Blobs are capped (16 KiB) to bound allocation. Over UDP the same information is
carried by the `HELLO` / `HELLO_ACK` blaster packets (below).

## Raw TCP

After the optional `'H'` handshake, the client sends a 1-byte command selecting
the test mode, then streams data:

| Byte | Mode |
|------|------|
| `'D'` | download (server sends) |
| `'U'` | upload (client sends) |
| `'F'` | full-duplex (both directions on one connection) |
| `'P'` | latency ping/pong |

Raw QUIC mirrors this over bidirectional streams (one command per stream),
negotiated with a dedicated ALPN.

## UDP blaster

An iperf3-u-style fixed-rate protocol: no retransmissions; the receiver counts
received / lost / out-of-order / duplicate packets and computes RFC 3550
interarrival jitter.
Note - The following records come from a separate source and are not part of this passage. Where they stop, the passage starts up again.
PR #24, opened 2023-11-07
fix: cannot drop component above container in component tree

abemscac:
[#854](https://github.com/samatechtw/pubstudio/issues/854)
[#864](https://github.com/samatechtw/pubstudio/issues/864)

### DIFF
--- a/libs/frontend/feature-build/src/components/ComponentTreeItem.vue
+++ b/libs/frontend/feature-build/src/components/ComponentTreeItem.vue
@@ -1,6 +1,7 @@
 <template>
   <div
     :id="treeItemId"
+    ref="elementRef"
     class="component-tree-item"
     :class="{
       dragging: dndState?.dragging,
@@ -16,7 +17,6 @@
     @drop.stop="drop"
   >
     <div
-      ref="elementRef"
       class="component-title"
       :class="{
         selected: currentSelected,
--- a/libs/frontend/feature-build/src/lib/dnd/builder-dnd-component.ts
+++ b/libs/frontend/feature-build/src/lib/dnd/builder-dnd-component.ts
@@ -133,6 +133,7 @@ export const BuilderDndComponent = defineComponent({
         getParentId: () => dragCmp?.parent?.id,
         getComponentIndex: () => componentIndex,
         isParent: component.value.id !== dragCmp?.id,
+        stopAtFirstMatch: true,
       })
     })
     onMounted(() => {
@@ -167,7 +168,9 @@ export const BuilderDndComponent = defineComponent({
               onDrop: dnd.drop,
               onDragend: dnd.dragend,
             }
-          : undefined
+          : {
+              onDragend: dnd.dragend,
+            }
 
       const props = {
         ...propsContent.props,
--- a/libs/frontend/feature-build/src/lib/dnd/builder-dnd-component.ts
+++ b/libs/frontend/feature-build/src/lib/dnd/builder-dnd-component.ts
@@ -133,7 +133,6 @@ export const BuilderDndComponent = defineComponent({
         getParentId: () => dragCmp?.parent?.id,
         getComponentIndex: () => componentIndex,
         isParent: component.value.id !== dragCmp?.id,
-        stopAtFirstMatch: true,
       })
     })
     onMounted(() => {
--- a/libs/frontend/feature-build/src/lib/dnd/drag-drop.ts
+++ b/libs/frontend/feature-build/src/lib/dnd/drag-drop.ts
@@ -13,6 +13,18 @@ export interface IDropResult {
   to: IComponentPosition
 }
 
+export interface IOnDragOptions {
+  e: DragEvent
+  context: ISiteContext
+  dragSrc: IDraggedComponent
+  hoverCmpIndex: number
+  hoverCmp: IComponent
+  elementRef: HTMLElement | undefined
+  // Only check for top&bottom hover
+  verticalOnly?: boolean
+  stopAtFirstMatch?: boolean
+}
+
 const getMousePosition = (e: DragEvent): XYCoord => {
   return { x: e.clientX, y: e.clientY }
 }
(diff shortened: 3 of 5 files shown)


libs/frontend/feature-build/src/components/ComponentTreeItem.vue
```diff
@@ -16,7 +17,6 @@
     @drop.stop="drop"
   >
     <div
-      ref="elementRef"
       class="component-title"
```
abemscac, line 20: Hi @sampullman 

I move the `elementRef` of component-tree-item from title element to the whole container (title + children) so that the behavior feels more natural when the bottom of the title element is hovered.

Before:

https://github.com/samatechtw/pubstudio-builder/assets/59676941/15e85312-bbaa-44dd-840e-dc975be3789f

After:

https://github.com/samatechtw/pubstudio-builder/assets/59676941/a7c5d79e-9f77-45c9-9912-566c22cc0baf

The bottom border of a component-tree-item is expected to show when the bottom section of the whole container is hovered, instead of when the bottom section of the title element is hovered.

libs/frontend/feature-build/src/lib/dnd/builder-dnd-component.ts
```diff
@@ -167,7 +167,9 @@ export const BuilderDndComponent = defineComponent({
               onDrop: dnd.drop,
               onDragend: dnd.dragend,
             }
-          : undefined
+          : {
+              onDragend: dnd.dragend,
+            }
```
abemscac, line 172: This is for [#854](https://github.com/samatechtw/pubstudio/issues/854).

The cause of this bug is that even though we forbid a component from being dragged when its ProseMirror editor is active, its parent can still be dragged at the same time. Since a ProseMirror editor is still active when the parent is dropped, the `onDragend` event will not be attached to the component, leading to DND state not being cleared on drop.

So in short, we should attach `onDragend` event to DND component all the time so that DND state can be cleared on drop.

libs/frontend/feature-build/src/lib/dnd/drag-drop.ts
```diff
@@ -41,16 +52,10 @@ const checkSelfDrop = (
...
-  e: DragEvent,
-  context: ISiteContext,
-  dragSrc: IDraggedComponent,
-  targetIndex: number,
-  target: IComponent,
-  elementRef: HTMLElement | undefined,
-  // Only check for top&bottom hover
-  verticalOnly?: boolean,
-): IDropProps => {
+export const onDrag = (options: IOnDragOptions): IDropProps => {
```
abemscac, line 55: For [#864](https://github.com/samatechtw/pubstudio/issues/864), I noticed that the drop actually works under some circumstances (in some scenarios it really didn't work!), it's just that we have to move the cursor slightly to the side.

https://github.com/samatechtw/pubstudio-builder/assets/59676941/ee960b22-607b-4f6b-99ee-2177dc9e0aec

This happens because we check for hoverSelf first, then top/bottom and left/right. The easiest solution I could think of is to rearrange the order to make it check for top/bottom and left/right first, then hoverSelf.

I also made some small changes to the check condition so that dropping a component to the same level as its parent can work properly. It seems to work now, feel free to let me know if you notice any problem!

libs/frontend/feature-build/src/lib/dnd/row-layout.ts
```diff
@@ -18,7 +18,7 @@ interface IHandleHoverProps {
   targetMiddle: XYCoord
   haveSameParent: boolean
   dragComponentIndex: number
-  targetIndex: number
+  hoverCmpIndex: number
```
abemscac, line 21: The changes made to this file are just refactoring (prop renaming, destructing assignment, etc), the logic stays exactly the same.

abemscac:
Hi @sampullman 

I think this PR is ready for review, thank you!

libs/frontend/feature-build/src/components/ComponentTreeItem.vue
sampullman: Nice!

libs/frontend/feature-build/src/lib/dnd/drag-drop.ts
sampullman: Makes sense to me 👍

sampullman:
I think the related issues are fixed! But I noticed another issue - I don't think the black line should show above or below the root component, since we can't drop things there. Also, I noticed it's sometimes not possible to drop on a container (e.g. show the red outline), maybe when there are children? I'm not sure that's a problem though.

If you prefer, I can create a new issue and merge this first!


https://github.com/samatechtw/pubstudio-builder/assets/550982/f3d0f786-9b4f-44cf-8a69-be8e68eb9a71

abemscac:
I see! Sorry for creating even more bugs 😬.
I'll try to solve them all at once within the same PR!

sampullman:
Thanks, no worries!

libs/frontend/feature-build/src/lib/dnd/row-layout.ts
```diff
@@ -38,74 +38,90 @@ export const isRowLayout = (
...
 
-export const handleRowLayoutHover = ({
-  mousePosition,
-  targetMiddle,
-  haveSameParent,
-  dragComponentIndex,
-  targetIndex,
-  dropProps,
-}: IHandleHoverProps) => {
+export const handleRowLayoutHover = (props: IHandleHoverProps) => {
```
abemscac, line 41: Hi @sampullman 

I adjusted the handler of hover handler here to fix the new bug you found.
Previously we check if the cursor is at the top/bottom or left/right side of the middle of the element, and stop checking for self hover if any one of them is true.
After this adjustment, only hovering on the edge (top/bottom or left/right) will trigger the same logic.

libs/frontend/feature-build/src/lib/dnd/row-layout.ts
```diff
@@ -38,74 +38,90 @@ export const isRowLayout = (
...
   const hoverBottom =
-    mousePosition.y > targetMiddle.y &&
-    (!haveSameParent || dragComponentIndex !== targetIndex + 1)
+    mousePosition.y <= bottom &&
+    mousePosition.y >= bottom - hoverableHeight &&
+    (!haveSameParent || dragComponentIndex !== hoverCmpIndex + 1)
 
   dropProps.hoverTop = hoverTop
   dropProps.hoverBottom = hoverBottom
-  dropProps.destinationIndex = targetIndex
```
abemscac, line 95: This strange adjustment is intended to fix a new bug where the component will be moved up one level even if it's not being dropped on the top side of its parent.

https://github.com/samatechtw/pubstudio-builder/assets/59676941/4bdf764a-d213-4ea4-9435-e2a6c736b6bf

sampullman:
Looks good to me, nice work!

PR #25, opened 2023-11-08
feat(site-api): get site add update key query

ClaireMao1996:
Close https://github.com/samatechtw/pubstudio/issues/857

### DIFF
--- a/backend/lib-shared-types/src/dto/site_api/get_site_dto.rs
+++ b/backend/lib-shared-types/src/dto/site_api/get_site_dto.rs
@@ -1,7 +1,6 @@
-use chrono::{DateTime, Utc};
-use serde::{Serialize, Deserialize};
+use serde::{Deserialize, Serialize};
 
-use crate::entity::site_api::site_entity::SiteEntity;
+use crate::{entity::site_api::site_entity::SiteEntity, shared::js_date::JsDate};
 
 #[derive(Serialize)]
 pub struct GetSiteDto {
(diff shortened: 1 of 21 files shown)


backend/lib-shared-types/src/dto/site_api/get_site_dto.rs
```diff
@@ -19,6 +19,30 @@ pub struct GetSiteDto {
     pub disabled: Option<bool>,
 }
 
+#[derive(Deserialize)]
+pub struct GetSiteQuery {
+    pub update_key: Option<String>,
```
ClaireMao1996, line 24: Frontend only needs to take the `updated_at` received in the response, such as `2023-11-08T02:39:36Z` and use it as the update key

ClaireMao1996:
Hi @sampullman ,

This PR is ready for review, sorry for the delay!

backend/site-api/src/app/site/get_site.rs
```diff
@@ -78,11 +94,32 @@ pub async fn get_site(
...
-        )));
+
+        if let Some(update_key) = query.update_key {
+            return DateTime::parse_from_rfc3339(update_key.as_str())
+                .map_err(|e| {
+                    ApiError::internal_error().message(format!("Date parsing error: {}", e))
+                })
+                .and_then(|date_time| {
+                    if site.updated_at == date_time {
+                        Ok(StatusCode::NO_CONTENT.into_response())
```
sampullman, line 105: I adjusted the endpoints to return `204` response instead of empty data. The reason is that it's a little simpler for the frontend to deal with, and slightly easier to maintain in the backend, if site response fields change. I had to make this `get_site_result` helper function in order to return `Result<Response, ApiError>`, since Axum won't allow that to be returned from the top level handler.

sampullman:
It seems to work well! I am polling every 3 seconds on the frontend, but only when the tab is visible. I also check for new data when the tab goes from hidden -> visible.

It might be better to reduce the polling time, but we can always adjust it later.

PR #26, opened 2023-11-08
fix: hash links don't work in preview page

abemscac:
[#872](https://github.com/samatechtw/pubstudio/issues/872)


libs/frontend/feature-preview/src/lib/preview-component.ts
```diff
@@ -64,21 +66,45 @@ export const PreviewComponent = () => {
...
-            const { search, hash } = window.location
             const copiedRenderProps = {
               ...renderProps,
-              to: `${hrefProp}${search}${hash}`,
+              to: `${previewPathName}${queryString}${userHash || editorHash}`,
             }
             delete (copiedRenderProps as Record<string, unknown>).href
 
-            return h(RouterLink, copiedRenderProps, children)
+            return h(RouterLink, copiedRenderProps, () => children)
```
abemscac, line 107: I noticed that there's a warning says the default slot content of RouterLink should be a function (both in preview and live mode), so I change this (and the one in `live-comonent.ts`) from `children` to `() => children`, which seems to fix the issue.

Screenshot 2023-11-07 at 1 57 16 PM

libs/frontend/util-router/src/lib/scroll-behavior.ts
```diff
@@ -87,15 +71,14 @@ export function scrollToPosition(
...
       return
     }
-    scrollToOptions = getElementPosition(el, position)
-  } else {
-    scrollToOptions = position
-  }
 
-  if (scrollRoot) {
-    scrollRoot.scroll(scrollToOptions)
+    el.scrollIntoView()
```
abemscac, line 75: Hi @sampullman 

I noticed that the scroll behavior of a hash link in live mode is a little strange; the position seems to jump/switch between two places upon click.
Since this `if` section is intended to scroll to a specific element, `scrollIntoView()` seems to work well here. I may have missed something, it would be great if you could double check if this makes sense!

https://github.com/samatechtw/pubstudio-builder/assets/59676941/a8f61ef7-886e-4847-b02c-74dbdab13ff0

abemscac:
Hi @sampullman 

I think the hash link is working now, but for some reason there will be a significant delay between the click and scroll, and I just couldn't figure out why 🤔.

https://github.com/samatechtw/pubstudio-builder/assets/59676941/e9be2647-3589-4478-b41c-e055fdc55b47

The RouterLink being used in preview mode is from `vue-router`, but I don't think I've seen this kind of delay with `vue-router` before. I thought maybe it's because there are too many elements with `id` in the document, but the delay still happens even if there are only two elements in the document. Do you have any clue what might be the cause of this problem?

libs/frontend/feature-preview/src/lib/preview-component.ts
sampullman: Oh yeah I remember seeing that! I think it's a strange warning though, I wonder if it's really more efficient.

sampullman:
I'll try to look into the delay issue when I review it! I can't recall seeing that issue before. We do have this code in `router.ts` to delay scroll, but that should only be on initial page load, so I don't think it's related:

```ts
const router = createRouter({
  history: createWebHistory(),
  scrollBehavior(to, from, savedPosition) {
    if (to.hash) {
      return new Promise((resolve, _reject) => {
        setTimeout(() => {
          resolve({ el: to.hash })
        }, 500)
      })
    }
```

libs/frontend/feature-preview/src/lib/merge-search.ts
```diff
@@ -0,0 +1,16 @@
+/**
+ * searchB will take precedence over searchA.
+ */
+export const mergeSearch = (searchA: string, searchB: string): URLSearchParams => {
+  const urlA = new URL(`https://tmp${searchA}`)
```
sampullman, line 5: Is it necessary to use `tmp` here? I also wasn't sure about the `tmp` in `href-to-url.ts`

libs/frontend/util-router/src/lib/scroll-behavior.ts
```diff
@@ -20,20 +20,6 @@ export interface ScrollPositionElement extends ScrollToOptions {
...
 
-function getElementPosition(
-  el: Element,
-  offset: ScrollPositionCoordinates,
-): _ScrollPositionNormalized {
-  const docRect = document.documentElement.getBoundingClientRect()
-  const elRect = el.getBoundingClientRect()
-
-  return {
-    behavior: offset.behavior,
```
sampullman, line 31: Won't removing this function break the situation where `behavior` has been set? Maybe I'm missing something.

libs/frontend/feature-preview/src/lib/merge-search.ts
abemscac: The intention of `tmp` here is to make it a valid argument for the `URL` class. Anything that does not start with `http(s)://{host}` will lead to an error says "Uncaught TypeError: Failed to construct 'URL': Invalid URL".

Originally I tried to use `window.location.host` so that we don't have to use `tmp`, but then I realized that the test would fail in that case because `window` only exists in browser environment.

The use of `URL` class is to save us some time parsing the hash and query params ourselves. I should've left a comment here. Sorry about that!

libs/frontend/util-router/src/lib/scroll-behavior.ts
abemscac: Oh, I removed it because I only found one occurrence of `getElementPosition` in the workspace, and that usage is being replaced by `element.scrollIntoView()` by me in this PR.
Is it actually a function that gets called somewhere else?

sampullman: No, I was just curious if the new way of using scrollIntoView covers all the same usecases of getElementPosition. It should be fine!

PR #32, opened 2023-11-10
fix: image with non-zero margin shifts on hover

abemscac:
[#860](https://github.com/samatechtw/pubstudio/issues/860)

### DIFF
--- a/libs/frontend/feature-build/src/lib/dnd/builder-dnd-component.ts
+++ b/libs/frontend/feature-build/src/lib/dnd/builder-dnd-component.ts
@@ -37,13 +37,16 @@ const renderImageHover = (
   componentClass: string[],
   content: IContent,
 ): VNode => {
-  const img = h(component.tag as string, props)
   const imgElement = document.getElementById(component.id)
 
   let [width, height] = ['', '']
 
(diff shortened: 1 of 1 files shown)


libs/frontend/feature-build/src/lib/dnd/builder-dnd-component.ts
```diff
@@ -79,6 +82,16 @@ const renderImageHover = (
...
 
+  // Pass the margin of img to the wrapper element, and set the margin of the rendered img
+  // to 0 during hover to avoid shifting issue.
+  const imgStyleProp = structuredClone(props.style ?? {}) as Record<string, unknown>
+  imgStyleProp['margin'] = '0'
+
+  const img = h(component.tag as string, {
+    ...props,
+    style: imgStyleProp,
+  })
```
abemscac, line 93: Hi @sampullman 

It seems that only `margin` would lead to the shift issue we've observed in the editor, while `padding` will not.
So I only pass the `margin` of `img` to the wrapper element here, which seems to fix the issue.

sampullman: Got it!

PR #33, opened 2023-11-10
fix: text gradient color missing in prosemirror editor

abemscac:
[ #874](https://github.com/samatechtw/pubstudio/issues/874)

### DIFF
--- a/libs/frontend/feature-build/src/components/build-render/ProseMirrorEditor.vue
+++ b/libs/frontend/feature-build/src/components/build-render/ProseMirrorEditor.vue
@@ -4,10 +4,18 @@
 
 <script lang="ts" setup>
 import { computed, onMounted, onBeforeUnmount, ref, toRefs, watch } from 'vue'
-import { IComponent, IEditorContext } from '@pubstudio/shared/type-site'
+import { Css, IComponent, IEditorContext } from '@pubstudio/shared/type-site'
 import { getProseMirrorContainerId } from '@pubstudio/frontend/feature-editor'
 import { prosemirrorSetup } from '@pubstudio/frontend/util-edit-text'
+import { findStyles } from '@pubstudio/frontend/util-component'
+import {
+  activeBreakpoint,
+  descSortedBreakpoints,
+} from '@pubstudio/frontend/feature-site-source'
+import { isTextGradient } from '@pubstudio/frontend/util-gradient'
+import { Plugin } from 'prosemirror-state'
 import { createComponentEditorView } from '../../lib/create-editor-view'
+import { useBuild } from '../../lib/use-build'
 
 const props = defineProps<{
   component: IComponent
@@ -15,6 +23,7 @@ const props = defineProps<{
 }>()
 
 const { component, editor } = toRefs(props)
+const { site } = useBuild()
 
 const container = ref<HTMLDivElement>()
 const containerId = computed(() => getProseMirrorContainerId(component.value))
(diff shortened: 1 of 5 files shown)


libs/frontend/feature-build/src/components/build-render/ProseMirrorEditor.vue
```diff
@@ -25,20 +34,66 @@ const mountProseMirrorEditor = (
...
       {
         content: selectedComponent.content ?? '',
+        plugins,
       },
       container,
     )
   }
 }
 
+const gradientColorStyle = computed(() => {
```
sampullman, line 59: This seems like a pretty complex change just to get gradients working. Will it apply more generally if we also need to pass other styles to the prosemirror editor?

sampullman:
It works well, thanks!

libs/frontend/feature-build/src/components/build-render/ProseMirrorEditor.vue
abemscac: Oh, I was just about to leave some comments to describe what I've changed, but you reviewed it so fast that I'm not even done 😅.

I accidentally found out a couple minutes ago that if we remove the `position: relative` at `pubstudio-builder/libs/frontend/ui-theme/src/css/components/prosemirror-view.postcss:4`, the text gradient problem would be magically solved!
I'm not very sure why ProseMirror set that style; I guess it's because ProseMirror editor is allowed to display HTML content, the `position: relative` is to make sure that absolute positioning elements will not be at somewhere outside the editor.

If we plan to allow users to paste HTML content to the editor in the future, maybe we should keep this `position: relative`. But that means we'll have to think of a way to create PubStudio components based on the pasted HTML content.

libs/frontend/feature-build/src/components/toolbar/ToolbarText.vue
```diff
@@ -251,16 +230,7 @@ const iconColor = computed(() => {
...
-  () => [editor?.value?.selectedComponent, editor.value?.cssPseudoClass],
-  () => {
-    const size = getStyleValue(Css.FontSize)
-    fontSize.value = size?.replace('px', '') ?? ''
-  },
-  {
-    immediate: true,
-  },
-)
+const { fontSizePsInputRef, fontSize, fontSizeSuffix, setFontSize } = useToolbarFontSize()
```
abemscac, line 233: This change is intended to solve a warning that occasionally shows up (when a component with non-px font-size is selected).

Screenshot 2023-11-10 at 10 54 36 AM

Turns out it was because we've only handle px in the font-size input in the toolbar, but the font-size of a component can actually be %, em, rem, etc. I create a new composable `useToolbarFontSize` for this. and move all font-size related code from `ToolbarText.vue` to the new composable.

libs/frontend/feature-build/src/components/build-render/ProseMirrorEditor.vue
sampullman: Ah, sorry about that! I was going through all the PRs just now.

So do you prefer to revert this change and remove `position: relative` instead? I don't really understand why that fixes it though, and I worry a bit that it will be a fragile solution.

Long term, my idea is that a subset of html can be copy/pasted into the editor, maybe only `span/h/a/p`, but I'm not sure yet. ProseMirror would still control the html/layout, but we would have a plugin to allow styling text selections based on editor commands. I think the styles would be inlined in that case.

libs/frontend/feature-build/src/components/toolbar/ToolbarText.vue
sampullman: Got it!

libs/frontend/feature-build/src/components/toolbar/ToolbarText.vue
```diff
@@ -271,13 +241,16 @@ watch(
 }
 
 .font-size {
-  width: 72px;
+  width: 76px;
```
abemscac, line 244: The text in the font-size input seems a little crowded when the unit is rem instead of px, so I added a little more space to it.

libs/frontend/feature-build/src/components/toolbar/ToolbarText.vue
```diff
@@ -271,13 +241,16 @@ watch(
...
   margin-left: 4px;
   :deep(.ps-input) {
     border: 1px solid $color-light1;
     background-color: rgba(255, 255, 255, 0.8);
     font-size: 15px;
     padding-right: 32px;
   }
+  :deep(.ps-input-suffix) {
+    user-select: none;
+  }
```
abemscac, line 254: I add `user-select: none` to the suffix of font-size input to implicitly inform users they (currently) can't change the unit of font-size in the toolbar.

Before:

https://github.com/samatechtw/pubstudio-builder/assets/59676941/5a7db745-99ca-45aa-b34e-3148b1aef03b

After:

https://github.com/samatechtw/pubstudio-builder/assets/59676941/787d589a-6386-464b-9371-2f803f79fd33

I was thinking if we should use a dropdown of font-size units to replace the suffix text so that users can change not only the size but the unit at the same time, but I think that'll take some time; maybe we can come back here when most of the bugs are fixed! Also, I'm not sure if we should allow users to change the unit if font-size is actually a resolved value of a theme variable (e.g. `${size-h1}`).

I hope this change can temporarily let users giving up the idea of changing font-size unit in the toolbar 😬.

libs/frontend/feature-build/src/components/build-render/ProseMirrorEditor.vue
abemscac: I think the current solution (passing styles from component to ProseMirror editor) is more reliable, because I also don't understand why removing `position: relative` fixes the bug 😅! I'm not sure if it's something related to `-webkit-text-fill-color` and/or `-webkit-background-clip`.

From [this sandbox](https://stackblitz.com/edit/web-platform-gfdp58?file=index.html) it seems that text gradient can be applied to the descendant no matter how deep it is. But adding `position: relative` in the middle does make the text invisible, just like what we've seen in the ProseMirror editor. So I think it's a HTML thing rather than a ProseMirror-specific issue.

sampullman: Interesting! Let's stick with your solution.

Although I just noticed something strange, which may not be fixable:

Screenshot 2023-11-10 at 3 57 10 PM

The gradient is applied over all the text, rather than each individual line. I suppose it would be really rare to actually want to have multiple lines of gradient text though 🤔

libs/frontend/feature-build/src/components/toolbar/ToolbarText.vue
sampullman: Works for me! I made a note to improve font-size unit handling later.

Every packet starts with a 32-bit magic `0x424C5354`
(`"BLST"`) and a 1-byte kind:

| Kind | Name | Payload (after magic+kind) |
|------|------|-----|
| 1 | `START` | mode(u8), pad(2), target_rate_bps(u64), payload_size(u32), duration_ms(u64) |
| 2 | `DATA` | pad(3), seq(u64), send_ts_us(u64), then the payload |
| 3 | `FIN` ||
| 4 | `REPORT` | pad(3), received(u64), bytes_received(u64), lost(u64), out_of_order(u64), jitter_us(u64), duplicates(u64) |
| 5 / 6 | `PING` / `PONG` | pad(3), send_ts_us(u64) |
| 7 | `HELLO` | pad(3), t_send_us(u64), id_len(u16), CBOR(PeerIdentity) |
| 8 | `HELLO_ACK` | pad(3), server_epoch_us(u64), id_len(u16), CBOR(PeerIdentity), addr_len(u16), CBOR(SocketAddr) |

Timestamps are `SystemTime` microseconds. Jitter only ever uses the *difference*
of consecutive one-way transit samples, so the constant clock offset between the
two hosts cancels (per RFC 3550) and no clock synchronization is required.
Decoding tolerates a missing trailing `duplicates` field so newer servers can
report to older peers.

## HTTP (1.1 / h2c / HTTP/2-TLS / HTTP/3)

The HTTP servers expose:

- `GET /download?size=<bytes>&chunk_size=<bytes>` — streamed synthetic body.
- `POST /upload` — body is drained and measured.
- `GET /latency` — minimal response for RTT probing.
- `GET /info` — server info; the server identity travels in the
  `x-speed-cli-server-id` response header as base64url-encoded CBOR.
- `GET /health` — health check.

`http` on the server enables both HTTP/1.1 and h2c (each on its own port);
`https` is HTTP/2 over TLS; `http3` is HTTP/3 over QUIC. The HTTPS/HTTP/3/raw-QUIC
listeners share one TLS certificate (self-signed by default).